Uh oh....graham crackers anyone?

Sent from my SM-G930V using Tapatalk


----------



## SWPB (Oct 6, 2016)

I will take the baton fellas.

Paint and Primer in one was the marketing genius of Behr. The industry giants, such as SW, PPG, and Ben Moore, laughed at the notion . . . until consumers began believing it. Without getting into a long drawn out story, paint has binders to adhere to a surface. Usually, these binders have just a few different sizes to get into cracks & crevices to anchor to the surface. A dedicated primer performs extremely well (several binder grind sizes, better resins usually) and should be used on bare surfaces. Primers typically have a specialized function: general drywall (hide joint seams), stain blocking, adhesion (clear is better--more resin, less pigment), uniform porosity for a nice consistent sheen, etc. Paints do well enough to go over existing painted surfaces (except latex over oil), but even then, a primer could help depending on the desired result.

As for True Value, I hear that some of the locations have decided to bring in a limited line of Coronado (only the Crylicote on the exterior side) to be the premium offering. Not everyone will have it, but I'm sure it will be a step up since Coronado is owned by Benjamin Moore.


----------



## Brushman4 (Oct 18, 2014)

Pacman, I'm surprised you didn't respond to my post about SW's Duration exterior saying that it's self-priming.
We all know how much love you have for Sherwin-Williams.


----------



## PACman (Oct 24, 2014)

Brushman4 said:


> Pacman, I'm surprised you didn't respond to my post about SW's Duration exterior saying that it's self-priming.
> We all know how much love you have for Sherwin-Williams.


It is marketed as such. And It was on the market before Behr started the paint and primer crap. Duration is a acrylic cross-link resin which is a much harder, stronger, and much better adhering resin then what any Behr or other box store paint is made of. Duration and Manor Hall Timeless (and Porter Permanizer) as well as Dulux Fortis were the first cross linking UV cured acrylics. (In that order i believe. Duration was on the market at least 6 months before Timeless was. Fortis had been released in the European market sometime before Duration was in North America i believe but was a little later to the market here.) Behr was actually just using the acceptance of the self priming qualities of Duration as a marketing gimmick for a slightly upgraded Premium Plus Ultra when they marketed it as a "paint and primer". And don't believe what any of these actual paint companies say about the timeline of these products release dates. They have very self serving interests when they say theirs was released first. I was aware of the development of Duration in the mid nineties. There was an SW Polane product released in the early nineties that incorporated the acrylic cross link technologies that we had great success with in draconian VOC regulated San Diego county. Polane 700t. I painted our front counter Formica with it in 1993 and was amazed at it's adhesion and durability. This is one of the chemical coatings products that was an early development of this technology.


----------



## Brushman4 (Oct 18, 2014)

Cross link, hoodwink. I've used duration for quite awhile and believe it's a great product, not sure if it's worth what SW charges for it!
Now let's just say for 5hit and giggles you have a new house to paint, it's all wood trim and wood siding. So would you just slap 2 coats of Duration on it, and call it a day?
Do you think that SW has big enough balls to warrantee it?


----------



## PACman (Oct 24, 2014)

Brushman4 said:


> Cross link, hoodwink. I've used duration for quite awhile and believe it's a great product, not sure if it's worth what SW charges for it!
> Now let's just say for 5hit and giggles you have a new house to paint, it's all wood trim and wood siding. So would you just slap 2 coats of Duration on it, and call it a day?
> Do you think that SW has big enough balls to warrantee it?
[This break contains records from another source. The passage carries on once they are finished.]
Issue #609, opened 2019-03-09
Restrict the max number of plots by default


aloctavodia:
Following discussion in #94, naively or inadvertently calling plotting functions for models with a large number of variables can easily hang a computer. Thus we may want to restrict by default the max number of plots. 

If possible it would be nice to set this at a global level and not per plot function

ahartikainen:
So env variable

    ARVIZ_MAX_AXES

canyon289:
ENV works. I want to throw in pandas style options as a proposal design as well
https://pandas.pydata.org/pandas-docs/stable/user_guide/options.html

aloctavodia:
Notice that #679 addressed this for the particular case of traceplots

ahartikainen:
Is this fixed?

OriolAbril:
Not really, it is only fixed for `plot_trace` and should be done with all plots and with global options, not function specific.

OriolAbril:
For future reference, this issue was actually fixed in #787.

Issue #94, opened 2018-05-23
Traceplot parity


ColCarroll:
Is it intentional to have a different traceplot from pymc3?  Each element of an RV with shape > 1 gets a plot in `arviz`, while they are all the same for `pymc3`.  

Explicitly, with eight schools (I only capture the first few plots from arviz):

```
J = 8
y = np.array([28,  8, -3,  7, -1,  1, 18, 12])
sigma = np.array([15, 10, 16, 11,  9, 11, 10, 18])

with pm.Model() as hierarchical:
    eta = pm.Normal('eta', 0, 1, shape=J)
    mu = pm.Normal('mu', 0, sd=1e6)
    tau = pm.HalfCauchy('tau', 5)
    theta = pm.Deterministic('theta', mu + tau*eta)
    obs = pm.Normal('obs', theta, sd=sigma, observed=y)
    trace_h = pm.sample(1000)
```

![image](https://user-images.githubusercontent.com/2295568/40398462-3c442368-5e06-11e8-8020-337346b185e9.png)

aloctavodia:
Yes, this is intentional for traceplot and other plots.

ColCarroll:
Thanks!

junpenglao:
Is there a plan to add an option to have the old pymc3 style plot? 

Otherwise it might be useful to restrict the number of plot traceplot (or any other plots, for that matter) products. I am re-running some old codes and if there is a lot of dimension it will break arviz (since it is flattening the dimensions)

aloctavodia:
Do you mean to limit, by default, the output to a given number of plots? 

You can use the variable names and coordinates to, explicitly, reduce the number of plots, do you think this is not enough?

ColCarroll:
I could imagine doing this at the pymc3 level (you can do fancy things with the axes to "overplot"), so that `pm.traceplot` looks the same, or adding an option in `arviz` like (somewhat tongue-in-cheek) `style={'modern'|'classic'}`, or (more reasonable) `style={'facet'|'compact'}`.

ahartikainen:
This is just my opinion/question: How often all the components in one parameter describe the same thing?

What could be the future, is to create a book for all the plots or create interactive visualization where user can select the number of "rows" and "cols" for number of plots and also if parameters are combined or not (even on parameter level; e.g. select only theta).

But book would be cool.

junpenglao:
> Do you mean to limit, by default, the output to a given number of plots?

[...]

PR #679, opened 2019-05-24
Traceplot fixes

### LINKED ISSUE #654: Is there some way to plot individual chains (from PyMC3 data)?
## Short Description

I have a data set with four chains where one of them is going badly wrong:

image

It would be nice if I could plot the individual chains separately (i.e., in subplots), and if the plots would display the index of the chain in the plot legend (i.e., add a key to the plot which would show the mapping between chain index and color).

Thanks!

## Library versions:
Arviz 0.3.3 and PyMC3 3.6

OriolAbril:
For now still minor fixes. Still not gone into facet/compact styles. Should fix #654.

**EDIT**
Already gone into facet/compact styles. Reviews and advise welcome. The idea is to end up fixing both #94 and #609.

### DIFF
--- a/arviz/plots/traceplot.py
+++ b/arviz/plots/traceplot.py
@@ -1,4 +1,5 @@
 """Plot kde or histograms and values from MCMC samples."""
+from itertools import cycle
 import matplotlib.pyplot as plt
 from matplotlib.lines import Line2D
 import numpy as np
@@ -122,7 +123,12 @@ def plot_trace(
         lines = ()
 
     num_colors = len(data.chain) + 1 if combined else len(data.chain)
-    colors = [prop["color"] for _, prop in zip(range(num_colors), plt.rcParams["axes.prop_cycle"])]
+    colors = [
+        prop
+        for _, prop in zip(
+            range(num_colors), cycle(plt.rcParams["axes.prop_cycle"].by_key()["color"])
+        )
+    ]
 
     if compact:
         skip_dims = set(data.dims) - {"chain", "draw"}
@@ -253,15 +259,9 @@ def plot_trace(
                 line_values = [vlines]
             else:
                 line_values = np.atleast_1d(vlines).ravel()
-            axes[idx, 0].vlines(
-                line_values, *ylims[0], colors=colors[idx][0], linewidth=1.5, alpha=0.75
-            )
+            axes[idx, 0].vlines(line_values, *ylims[0], colors="black", linewidth=1.5, alpha=0.75)
             axes[idx, 1].hlines(
-                line_values,
-                *xlims[1],
-                colors=colors[idx][0],
-                linewidth=1.5,
-                alpha=trace_kwargs["alpha"]
+                line_values, *xlims[1], colors="black", linewidth=1.5, alpha=trace_kwargs["alpha"]
             )
         axes[idx, 0].set_ylim(bottom=0, top=ylims[0][1])
         axes[idx, 1].set_xlim(left=data.draw.min(), right=data.draw.max())
--- a/arviz/plots/traceplot.py
+++ b/arviz/plots/traceplot.py
@@ -245,7 +245,7 @@ def plot_trace(
                 alpha=trace_kwargs["alpha"]
             )
         axes[idx, 0].set_ylim(bottom=0, top=ylims[0][1])
-        axes[idx, 1].set_xlim(left=0, right=data.draw.max())
+        axes[idx, 1].set_xlim(left=data.draw.min(), right=data.draw.max())
         axes[idx, 1].set_ylim(*ylims[1])
     return axes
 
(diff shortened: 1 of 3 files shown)


arviz/plots/traceplot.py
```diff
@@ -97,11 +100,13 @@ def plot_trace(
     """
     if divergences:
         try:
-            divergence_data = convert_to_dataset(data, group="sample_stats").diverging
+            divergence_data = get_coords(
+                convert_to_dataset(data, group="sample_stats"), coords
+            ).diverging
```
OriolAbril: This is not good and there are many possible solutions, however, I feel like the cleanest one would be:

```python
""" #docstring end
data = convert_to_inference_data(data)
data = data.sel(inplace=False, **coords)
```
So that afterwards, the posterior and the divergence data are already retrieved with the correct coords.

OriolAbril: But it requires too much memory though, as the whole inference data object is copied. Open to suggestions.

OriolAbril:
Now `plot_trace` should be compatible with all kind of coords, even when plotting divergences, and in addition, the selected draws will be reflected in the xaxis. I modified the combined behaviour to combine the samples only on the distplot, but this can be modified. Below there are 2 examples of the centered schools data trace followed by the previous behaviour:

    az.plot_trace(idata, var_names=["tau", "mu"]);

Current behaviour:

new behaviour

which is the same as before this changes:

old behaviour

    az.plot_trace(idata, var_names=["tau", "mu"], combined=True, coords={"draw":slice(100,None,3), "chain":slice(1,None)}, legend=True);

Current behaviour:

new_plot_trace

in this case, the previus version does not allow all this options, thus, after modifying some of them to avoid an error:

    az.plot_trace(idata, var_names=["tau", "mu"], combined=True, coords={"draw":slice(100,None), "chain":slice(1,None)}, divergences=False);

old_plot_trace

Note that even though only the last 400 draws are used, the axis go from 0 to 500, and there are always values, because as the array is flattened, they reach up to 1200. What is seen above is the first chain and part of the second:

old_plot_trace2-axis

arviz/plots/traceplot.py
```diff
@@ -16,7 +16,9 @@ def plot_trace(
     figsize=None,
     textsize=None,
     lines=None,
+    compact=False,
```
aloctavodia: I agree this should be `False` by default, we should also have a max number of plots by default.

ahartikainen:
Do we need top, left, right, (bottom) spines?

If we drop spines and create pseudo 0-spine with `ax.axhline` we could move divergent values under the "spine". Would probably need some axis limit magic, or duplicate axis so div lines are then always the same

OriolAbril:
> Do we need top, left, right, (bottom) spines?
>
> If we drop spines and create pseudo 0-spine with `ax.axhline` we could move divergent values under the "spine". Would probably need some axis limit magic, or duplicate axis so div lines are then always the same

I can see that all the divergences in the right column are the same, but I can't follow you with the solution.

No. But they might give you replacement paint! But in reality all paint warranties are a gamble, and the manufacturers are the "house". They ultimately are the only ones who gain anything from them, primarily as a marketing tool. On bare wood I am pretty old school in that I believe a long oil alkyd primer and two coats of acrylic top coat is the best system. Two coats of Duration on a sound previously painted surface or such as aluminum siding is a very good system, and it will outlast most "paint and primers" on the market.

The biggest issue for me warrantee wise so to speak is that no paint company is legally bound to provide for the labor cost of replacing or repairing a failed product. That in and of itself kind of throws the whole warrantee idea in the trash. If you are a good customer, or there is a predetermined defect with a product, a paint company may provide for labor costs to avoid any further legal action. In other words, if they know that they messed up and want to protect their butts they may pay for labor. Or if they determine that you are a big enough customer and have the potential to do more business with them they may pay for labor.
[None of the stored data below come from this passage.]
PR #466, opened 2023-04-09
feat: Robyn CLI

### LINKED ISSUE #448: Implement Robyn CLI
I have had an idea of creating a cli tool for Robyn.

Possible invocation could be like - `python -m robyn --args`

Now, the responsibilities I had in mind was just `initialization` - e.g. - `python -m robyn --create/--init` and then it will walk you through a list of commands to start the project.

But after yesterday's community call(suggested by @AntoineRR )

We can also include features like

- `dev` - running the dev server
- `run` - running the server by setting some environment variables 
- and more features in the future.

Oluwaseun241:
**Description**
Implementing Robyn cli

This PR fixes #448


robyn/__main__.py
```diff
@@ -0,0 +1,39 @@
...
+    prompt="Enter project name",
+    default="Sample-project",
+    help="The name of your new Robyn project",
+)
+@click.option(
+    "--project-dir",
+    prompt="Enter project directory",
+    default=os.getcwd(),
+    help="The directory where your new Robyn project is created",
+)
```
sansyrox, line 18: @Oluwaseun241 , thank you for the great work. 😄 

I believe we should replace the `click.option` with an `input` instead.

e.g. 

```
def create():
    project_name = input("Enter the project name: ")
    project_dir = input("Enter the name of the project directory: ")
    
    ....
```


This way we will be able to create a flow of question and answers rather than a cli tool where everyone needs to remember the flags.

robyn/__main__.py
```diff
@@ -0,0 +1,39 @@
+import click
+import os
+from robyn import Robyn
```
sansyrox, line 3: Also, we are not using this statement. We can remove this 😄

Oluwaseun241: @sansyrox 
I tested this and this approach don't seems to fix the issue
so....that means we're not using click again??

Oluwaseun241: @sansyrox All done you can now check the improved version

robyn/__main__.py
```diff
@@ -0,0 +1,28 @@
+import os
+
+
+project_name = input("Enter the project name: ")
+project_dir = input("Enter the name of the project directory: ")
+
+
+def create(project_name, project_dir):
```
sansyrox, line 8: @Oluwaseun241 , I didn't mean this 😅 

The code would look like the following

```python3
import click
import os

@click.command()
def create():
  project_name = input("Enter the project name: ")
  project_dir = input("Enter the name of the project directory: ")
  print(f"Creating a new Robyn project '{project_name}' in '{project_dir}'...")

    # Create a new directory for the project
    project_path = os.path.join(project_dir, project_name)
    os.makedirs(project_path)

    # Create the main application file
    app_file_path = os.path.join(project_path, "app.py")
    with open(app_file_path, "w") as f:
        f.write(
            'from robyn import Robyn\n\napp = Robyn()\n\nif __name__ == "__main__":\n app.run()'
        )

    print(f"New Robyn project '{project_name}' created in '{project_dir}' ")
    
if __name__=="__main__":
   create()
```

sansyrox (commented):
I think there was some miscommunication.

Let me know if it still doesn't make sense. 😄

robyn/__main__.py
Oluwaseun241: I think using click is not that efficient again since we're not using the click.option

robyn/__main__.py
```diff
@@ -0,0 +1,28 @@
...
+
+    # Create a new directory for the project
+    project_path = os.path.join(project_dir, project_name)
+    os.makedirs(project_path)
+
+    # Create the main application file
+    app_file_path = os.path.join(project_path, "app.py")
+    with open(app_file_path, "w") as f:
+        f.write(
+            'from robyn import Robyn\n\napp = Robyn()\n\nif __name__ == "__main__":\n app.run()'
```
sansyrox, line 21: One last change. The syntax should be this 

```
            'from robyn import Robyn\n\napp = Robyn(__file__)\n\nif __name__ == "__main__":\n app.run()'
```

Oluwaseun241: @sansyrox  All done

sansyrox (approved):
LGTM! Great work 🔥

It comes down to integrity, and that is never warrantied. It varies from company to company and even district to district within a company, and that to me is the greatest failure of paint "warranties". Integrity cannot be put into black and white legal terms.


----------



## Brushman4 (Oct 18, 2014)

The point i was trying to make is the fact that paint and primer in one can is total bs, but so is the term self-priming!


----------



## slinger58 (Feb 11, 2013)

I remember when Duration came out and the SW folks told me that two coats of Duration over raw wood was better than primer+Duration. I tried it on some T&G pine patio ceiling. It looked good till the sappy spots started to bleed through. Then I had to go back and spot prime with oil and recoat.

So maybe under ideal conditions, that claim would be true. Ya just can't count on ideal conditions much. 

So being a big believer in the KISS principle, I reverted back to oil prime + acrylic topcoat. It hasn't failed me yet.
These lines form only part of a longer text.